The Emergence of Measured Geometry in Self-Gravitating Systems

TL;DR

This paper explores how the geometry of self-gravitating systems emerges from gravitational interactions, challenging the notion of fixed background geometry by analyzing spatial variations in particle configurations.

Contribution

It introduces a modern computational approach to demonstrate that measured geometry in Newtonian systems is emergent and context-dependent, aligning with foundational ideas from Poincaré and Einstein.

Findings

Spatial variations in particle separations correlate with radial distance from the center of mass.

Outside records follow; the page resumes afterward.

PR #1493, opened 2018-03-28
[GDPR] Download My Comments

wyattjoh:
## What does this PR do?

Allows the user to request a download of their comment data in a zip file.


mkonikov:
Will this work the same as notifications where the mailer job can be cancelled and email can be sent out by a separate email provider using the `connect` hook?

wyattjoh:
Hey @mkonikov. Any emails sent by Talk uses our mailer service. If you've gone ahead and made changes to implement your own job processor for the mailer as described in #1439, then it will intercept the email sent from this service.

I'm also in the process of adding another graph mutation that can be called with an administrative token that will provide you with the direct download link to the zip file containing the account zip file. You could then implement this functionality into your own user management section so that you can include the download contents in your own download archive prepared for your users.

kgardnr (approved):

Evidence suggests geometry arises from internal gravitational interactions rather than being fixed.

The approach links numerical analysis of equilibrium configurations to foundational concepts of physical geometry.

Abstract

This work investigates the geometrical properties of self-gravitating $N$-body systems from the perspective established by Henri Poincar\'e and Albert Einstein concerning the operational nature of measured geometry. Utilizing recent numerical analyses of central configurations--special equilibrium solutions to the Newtonian $N$-body problem--we uncover systematic spatial variations in nearest-neighbor particle separations correlated with the radial distance from the system's center of mass. We argue that these variations reflect a context-dependent, emergent effective geometry shaped by gravitational interactions, in accordance with Poincar\'e's assertion that measured geometry depends on the forces influencing measuring devices, and Einstein's view that rods and clocks define physical geometry through their local dynamics. By revisiting these foundational insights within a modern computational framework, we provide evidence that geometry in self-gravitating Newtonian systems is not a fixed background, but an emergent construct arising from internal physical interactions.